In our experiments, we perform pre-training on a large dataset and then fine-tuning on a small dataset (downstream task) as in the conventional method. We have the following three objectives.

1. accuracy in downstream tasks
2. the computational cost of pre-training
3. throughput during inference

Note that the goal of this paper is not to achieve SoTA, but to show that MLP-based models have the potential to match and exceed today's CNNs and Transformers.

downstream task

・ImageNet
・CIFAR-10/100
・Oxford-IIIT Pets
・Oxford Flowers-102
・Visual Task Adaptation Benchmark

prior learning data

・ImageNet-21k
・ImageNet-21k
・JFT-300M

Mixer model details

result

Pre-training with ImageNet-21k achieves the same level of accuracy as Visual Transformer and BiT, while at the same time keeping the computational cost low.

Moreover, as shown in the figure above, MLP-Mixer improves the accuracy of image classification as the dataset size increases, and the degree of improvement is larger than other models.

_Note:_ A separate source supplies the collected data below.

PR #637, opened 2023-04-20
RFC: Support Expo Config Plugins in React Native apps

TMisiukiewicz:
This RFC introduces the idea of upstreaming part of Expo Config Plugins into the React Native core, which can then be consumed by RN CLI, Expo, and others. We want Config Plugins to become a standard for building and configuring native parts of the apps across the React Native ecosystem.

Rendered RFC can be found [here](https://github.com/TMisiukiewicz/discussions-and-proposals/blob/rfc-config-plugins/proposals/0000-implement-config-plugins.md)

### DIFF
--- a/proposals/0000-implement-config-plugins.md
+++ b/proposals/0000-implement-config-plugins.md
@@ -280,6 +280,7 @@ This approach would also make it possible to extend config plugins with other pl
 
 ## Alternatives
 
+- installing Expo to the project and using `npx expo prebuild` - RN version is dependend on Expo SDK release cycle, however there is a `--template` flag which unlocks possibility of using any template with other version. This solution is not recommended by Expo because of making some undocumented assumptions about the template.
 - integrating `@expo/config-plugins` with React Native CLI to unlock a path for developers to run `yarn add @expo/config-plugins` in their non-Expo projects and use it - we might end up with a misalignment between what parts of Expo Config Plugins we want to support in the CLI (everything that is not related to Expo) and what developers will be able to use in their projects (everything, even if it's Expo-specific). This may lead to many misunderstandings why some of the properties in `app.json` or some mods are not working.
 - creating a new library based on Expo Config Plugins, exposing only stuff not related to Expo - it's not making Config Plugins a standard in the RN ecosystem, as it makes it totally optional to have it as a dependency in projects and libraries
 - creating a brand new CLI supporting Config Plugins - we won't fix the major problem of the apps currently running on React Native CLI - easy RN upgrades. It would be another tool existing in the RN ecosystem, still requiring to add a new dependency to projects/libraries and working only when using it with specific tool.
--- a/proposals/0000-implement-config-plugins.md
+++ b/proposals/0000-implement-config-plugins.md
@@ -1,0 +1,311 @@
+---
+title: Support Expo Config Plugins in React Native apps
+author:
+- Tomasz Misiukiewicz
+- Michał Pierzchała
+date: 20-04-2023
+---
+
+# RFC0000: Support Expo Config Plugins in React Native apps
+
+## Summary
+
+Upstream part of Expo Config Plugins into React Native core to support modifying application's config without having to manually edit the native files.
+
+## Basic example
+
+https://user-images.githubusercontent.com/13985840/229797752-81009e28-3153-4702-b52f-14602789a87b.mov
+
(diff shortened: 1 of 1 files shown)


pvinis:
I think that's a really good idea. for the longest time I've been thinking/trying to add xcodegen to RN for the app template, so that the upgrades can be simplified. i have not finished it yet, and I'm sad about that, but with this rfc I like the fact that this project generation can be common with expo. prebuild is in my opinion one of the best parts of expo, and the configs on top make it even better, do having those in RN too would be great. I'm all for this 👍.

pvinis (approved):

brentvatne:
i have lots of thoughts about this, but i think the highest order bit is: what is the issue with using the `expo` package and using `npx expo prebuild` if you want to use this functionality? ie: why does it need to be rebranded and forked, with effort in many ways duplicated, in order to avoid using that package and cli command? i could point to a bunch of other concerns i have with the proposal but i think before we get into any weeds here this is an important one for us to figure out.

- you can use it in projects created with npx react-native init, see: https://docs.expo.dev/guides/adopting-prebuild/
- support for out of tree platforms means opening up the `--platform` flag for prebuild, and otherwise building out support for it would be the same as it would be if this were part of the react-native community cli. we merged a PR that supports this in https://github.com/expo/expo/pull/22201 and we'll put together a small example to demonstrate how to use it

TMisiukiewicz:
Hi @brentvatne, thanks for your comment. Adding Expo to an existing project is an obvious alternative that I didn’t include in the RFC, thanks for pointing that out, will add it soon.

Expo prebuild works in majority of cases. However, it generates native code with RN version that depends on Expo release cycle. I think it is a very good solution, but we were thinking more of something that could go beyond that. I see a big potential in the `--template` flag which allows to work with different versions, played around with it a little bit and it seems like something that could be very beneficial in achieving that. However, as I can see in the Expo docs, it’s not generally recommended because the modifiers make some undocumented assumptions about the template files. I’m not very much into the technical details of it at this moment, but perhaps making a strict connection between any template and config plugins would reduce possibility of having any issues in this case. Are there any other drawbacks of using `--template` flag that you are aware of? I think it would also be potentially beneficial in terms of testing RC versions, as it would be easier to adopt by wider audience and collect more early feedback from users testing it in complex apps.

I’m really excited about opening up the `--platform` flag, seems to address out of tree platforms problem perfectly :+1: Great job on that one, we weren’t aware of that!

We’re also trying to discover how does this RFC relates to more advanced setups, like using alternative bundlers or brownfield development. I will try to keep everyone up to date with that once we have any outcome.

Our main goal here is to end up with a great upgrading experience for vast majority of RN users. We’re open to any kind of feedback, and even if our proposal turns out to be wrong, it’s a great opportunity to get all the parties involved and decide which way to go from there.

michalchudziak:
I love the proposal. It is a very convenient way to facilitate the update process, which is one of the most commonly reported pain points of working with the framework. Nevertheless, I would like to know about the hybrid/brownfield app perspective. If I understand it well, in such a case, you will most likely need to opt-out of using the plugin system/config generation. To be more specific, I'd like to find answers to the following questions:

- How would the process of integrating RN into existing native apps change?
- How easy would it be to add native screens directly to the app (without using the native module system)?
- What would happen if we run the prebuild command when the ios/android folders already exist? Will they be overridden? Is there any way to prevent that?
- Is there a convenient way to merge already existing manifest/plist file with `app.json` configuration?

TMisiukiewicz:
Hi @michalchudziak @blakef, thanks for your feedback. Happy the RFC brought some discussion around. 

I think the brownfield is an in interesting one. I can see some potential in utilizing already existing mods to automate some steps described in [Integration with Existing Apps](https://reactnative.dev/docs/integration-with-existing-apps) and when upgrading RN. The main problems I see here are:
- many times brownfield apps don’t follow the RN template structure which makes it harder to apply mods
- upgrading RN requires better understanding what changes are made in the RN template and how to correctly apply them into brownfield app
- Afaik there is no good way of parsing `.kts` files at this moment
- very common problem when upgrading brownfield apps, mostly on Android, are 3rd-party dependencies

If possible, we could try building some additional config around it to handle more complicated cases.  Additionally it could help developers easily handle any conflicts e.g. mismatching dependencies versions etc. Would love to hear more about problems the teams are facing with brownfield upgrade process to have a better understanding of this area

TMisiukiewicz:
@blakef since the #759 has already been merged, can we close this one? I think RFC for React Native Frameworks has set clear boundaries and it's result satisfies everyone's needs 👍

When we increase the dataset size to 300M, the accuracy is higher than BiT and faster.

The above figure also shows the performance of the trade-off between accuracy and computational cost, and it can be seen that Mixer is on the Pareto Frontier with other SoTA models when the trade-off between accuracy and computational cost is taken into account, although its accuracy alone is slightly lower than SoTA.

summary

Although Mixer is a very simple architecture consisting of two MLP layers, it achieves image classification performance comparable to the SoTA model while keeping the computational cost low. If the research is developed based on this paper, it may soon surpass CNN and Transformer in both classification accuracy and computational cost.